The world has moved closer towards a deadly military catastrophe in the last week. It’s an utterly chilling prospect.

After the Syrian dictatorship’s latest atrocity last week, US president Donald Trump fired 59 cruise missiles onto an airbase.

The assault hasn’t been followed up, but the Trump administration is clear that it wasn’t just a one-off shot across the bow.

US ambassador to the United Nations (UN) Nikki Haley reiterated that “regime change in Syria is something that we think is going to happen”.

The Syrian regime’s patrons Russia and Iran promised to bolster its military capabilities and “respond to any aggression”.

And tensions aren’t only rising in the Middle East.


After the missile strike, Trump dispatched a naval task force—including supercarrier USS Carl Vinson—to the Korean peninsula.
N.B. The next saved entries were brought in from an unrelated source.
PR #1498, opened 2026-01-20
Use C++ chrono for benchmarking instead of gettimeofday

Timmmm:
This is a bit simpler, and also works on Windows. I skipped the floating point calculation on the overall stat reporting for consistency with the other place that didn't do that, and also because we don't really care about fractions of a kIPS.

### DIFF
--- a/c_emulator/riscv_sim.cpp
+++ b/c_emulator/riscv_sim.cpp
@@ -1,4 +1,5 @@
 #include <cassert>
+#include <chrono>
 #include <climits>
 #include <cstring>
 #include <ctype.h>
@@ -34,6 +35,12 @@
 #include "rvfi_dii.h"
 #include "sail_riscv_version.h"
 
+using std::chrono::duration_cast;
+using std::chrono::milliseconds;
+using std::chrono::steady_clock;
+
+namespace {
+
 bool do_show_times = false;
 bool do_print_version = false;
 bool do_print_build_info = false;
@@ -46,7 +53,6 @@ bool do_print_isa = false;
 std::string config_file;
 std::string term_log;
 std::string trace_log_path;
-FILE *trace_log = stdout;
 std::string dtb_file;
 int rvfi_dii_port = 0;
 std::optional<rvfi_handler> rvfi;
@@ -62,6 +68,24 @@ uint64_t mem_sig_start = 0;
 uint64_t mem_sig_end = 0;
 const int DEFAULT_SIGNATURE_GRANULARITY = 4;
 int signature_granularity = DEFAULT_SIGNATURE_GRANULARITY;
+
+steady_clock::time_point init_start;
+steady_clock::time_point init_end;
+
+uint64_t total_insns = 0;
+uint64_t insn_limit = 0;
+#ifdef SAILCOV
+char *sailcov_file = nullptr;
+#endif
+
+// Single global model instance.
+// TODO: This shouldn't be global, but it is to facilitate gradual transition
+// from the C Sail output which was necessarily global.
+ModelImpl g_model;
+
+} // namespace
+
+FILE *trace_log = stdout;
 
 bool config_print_instr = false;
 bool config_print_reg = false;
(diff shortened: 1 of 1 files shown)


c_emulator/riscv_sim.cpp
```diff
@@ -458,13 +459,12 @@ void run_sail(void) {
...
-        fprintf(stderr, "Cannot gettimeofday: %s\n", strerror(errno));
-        exit(EXIT_FAILURE);
-      }
-      uint64_t end_us = 1000000 * ((uint64_t)interval_start.tv_sec) + ((uint64_t)interval_start.tv_usec);
-      fprintf(stdout, "kips: %" PRIu64 "\n", ((uint64_t)1000) * 0x100000 / (end_us - start_us));
+      const auto now = steady_clock::now();
+      const auto interval = now - interval_start;
+      interval_start = now;
+
+      uint64_t kips = 0x100000 / duration_cast<milliseconds>(interval).count();
```
arichardson, line 470: Is this to convert to base-2? I think for kIPS/MIPS the convention is to use base 10? million instructions per second?

Timmmm: No it's because it prints the speed every 0x100000 instructions. See line 461. Slightly odd way to do it - I would have done `(total_insns % 0x100000) == 0` which is more normal and obvious. I'll update that in this PR I think.

Timmmm:
Ok this should pass CI now and I manually tested that it works.

c_emulator/riscv_sim.cpp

This was a warning signal to China, the US’s main rival in the South China Sea and the world.

While Trump is more unpredictable than previous US presidents, he isn’t just some “mad man” on the loose. Just like his predecessor Barack Obama, Trump’s aim is to maintain US imperialist influence in the world.

His deadly war games flow from the logic of imperialism.

Imperialism is a global system. It’s not just about who’s the biggest bully on the block at any particular time.

Competition between rival firms is at the heart of capitalism. As capitalism developed, this also took on the form of competition between rival capitalist states—and that rivalry spills over into war.

At the end of the Cold War the US was the world’s sole superpower. But it began to face increasing economic competition from states like China.


The US tried to overcome this economic weakness with brute military force. It hoped that a swift victory in Iraq in 2003 would assert its dominance over a key choke point in the world economy.

The opposite happened—and encouraged the US’s rivals to assert themselves more.

Obama tried to deal with defeat and decline by patching together regional alliances, such as the ones fighting in Iraq and Syria.

Now the Trump administration wants to go back to those “go it alone” policies.

As Republican senator Tom Cotton proclaimed, “With our credibility restored, the United States can get back on offense around the world.”

Such bellicose declarations won’t overcome US decline, they make dangerous confrontations more likely.

These rising tensions show how those at the top of society are willing to risk millions of lives for the sake of their system.

We can have a world without this danger—but that means getting rid of the capitalist system that breeds it.